Database Disk Management
Petro is a storage engine that I am building to learn about databases and this article
explores the disk management layer. Disk managment is an important part that greatly affects database
performance and I had two design goals to make Petro’s disk writes and reads efficient; provide a non-blocking
interface to higher level modules and utilize the disk’s internal parallelism. The disk managment component is composed of a DiskManager
and a DiskScheduler
.
The DiskManager
makes it possible for the database to work with more data than the available RAM. For example, if a
database has 20GB of data and the machine it runs on has 8GB of RAM it can’t load all that data onto the RAM,
instead the disk manager loads chunks of data called pages, Petro uses 4kb
pages but
other databases use 8kb
or 16kb
pages.
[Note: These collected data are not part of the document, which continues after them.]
PR #3443, opened 2022-06-27
Test side-effects of WEBGL_multi_draw

lexaknyazev:
The spec requires that `WEBGL_multi_draw` implicitly enables `ANGLE_instanced_arrays`. Test the only JS-visible behavior change.

### DIFF
--- a/sdk/tests/conformance/extensions/webgl-multi-draw.html
+++ b/sdk/tests/conformance/extensions/webgl-multi-draw.html
@@ -1014,8 +1014,30 @@ async function runCompositingTests() {
   await compositingTestFn(multiDrawElementsInstancedWEBGL);
 }
 
+function testSideEffects() {
+  debug("")
+  debug("Testing that ANGLE_instanced_arrays is implicitly enabled")
+  const canvas = document.createElement("canvas");
+  const gl = wtu.create3DContext(canvas, undefined, 1);
+  if (!gl) {
+    testFailed('WebGL context creation failed');
+    return;
+  }
+  gl.enableVertexAttribArray(0);
+  const VERTEX_ATTRIB_ARRAY_DIVISOR_ANGLE = 0x88FE;
+  gl.getVertexAttrib(0, VERTEX_ATTRIB_ARRAY_DIVISOR_ANGLE);
+  wtu.glErrorShouldBe(gl, gl.INVALID_ENUM, "divisor enum unknown");
+  const ext = gl.getExtension("WEBGL_multi_draw");
+  if (ext) {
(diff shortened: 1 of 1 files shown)


sdk/tests/conformance/extensions/webgl-multi-draw.html
```diff
@@ -1014,8 +1014,29 @@
...
+  debug("")
+  debug("Testing that ANGLE_instanced_arrays is implicitly enabled")
+  const canvas = document.createElement("canvas");
+  const gl = wtu.create3DContext(canvas, undefined, 1);
+  if (!gl) {
+    testFailed('WebGL context creation failed');
+    return;
+  }
+  gl.enableVertexAttribArray(0);
+  gl.getVertexAttrib(0, 0x88FE /* VERTEX_ATTRIB_ARRAY_DIVISOR_ANGLE */);
```
kkinnunen-apple, line 1027: suggestion: if you want to avoid the argument comment 
```
var local_VERTEX_ATTRIB_ARRAY_DIVISOR_ANGLE = 0x88FE;
```

sdk/tests/conformance/extensions/webgl-multi-draw.html
```diff
@@ -1014,8 +1014,29 @@
...
+  wtu.glErrorShouldBe(gl, gl.INVALID_ENUM, "divisor enum unknown");
+  const ext = gl.getExtension("WEBGL_multi_draw");
+  if (ext) {
+    debug("WEBGL_multi_draw enabled");
+    gl.getVertexAttrib(0, 0x88FE /* VERTEX_ATTRIB_ARRAY_DIVISOR_ANGLE */);
```
kkinnunen-apple, line 1032: Suggestion if you want to avoid the argument comment:
```
var ext = ...
shouldBe("local_VERTEX_ATTRIB_ARRAY_DIVISOR_ANGLE", "ext.VERTEX_ATTRIB_ARRAY_DIVISOR_ANGLE");
gl.getVertexAttrib(0, ext.VERTEX_ATTRIB_ARRAY_DIVISOR_ANGLE);
```

kkinnunen-apple (approved):

kenrussell (commented):
In the future could you please link to bugs filed against browser implementations in the pull request description, to make it easier to keep track of what may need to be updated in order to pass more rigorous tests?

In this case, the WebKit bug filed was:
Implicit extension enabling should use WebGL frontend
https://bugs.webkit.org/show_bug.cgi?id=241918

and the Chromium-side bug just filed was:
WebGL extensions must enable dependent ones
https://crbug.com/1343108

Thanks.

The DiskManager
exposes two methods readPage
and writePage
The DiskScheduler
exposes a Schedule
which the BufferpoolManager calls
to read and write pages using a DiskRequest
.
A DiskRequest
has a response channel as one of its properties and the DiskScheduler
writes to that channel when it has fulfilled the
request. After submitting a DiskRequest
the BufferpoolManager
can do other tasks and read from the DiskRequest
’s response channel whenever it is ready. This fulfills my first design goal, a non-blocking interface because the BufferpoolManager is not blocked waiting for the disk request to complete.
The DiskScheduler
maintains a DiskRequest
queue to which it adds new requests. It spawns multiple go routines
to
handle the requests, that is to say, if we have five write DiskRequest
s in the queue, the DiskScheduler
will spawn
five go routines to write to the disk simultaneously, effectively achieving my second design goal of utilizing the
disk’s parallelism. But there’s a catch, this means that DiskRequests
for a page maybe fulfilled out of order.
For example, if there’s three disk requests for page with id 1, R1->1
, R2->0
, R3->5
they maybe handled in any order and
the final value in the page is not guaranteed to be 5
. To solve for this, the DiskScheduler
maintains a per page
queue instead of a single queue. So requests for a particular page are handled in order by a single go routine but requests
for two different pages are handled in parallel by two go routines.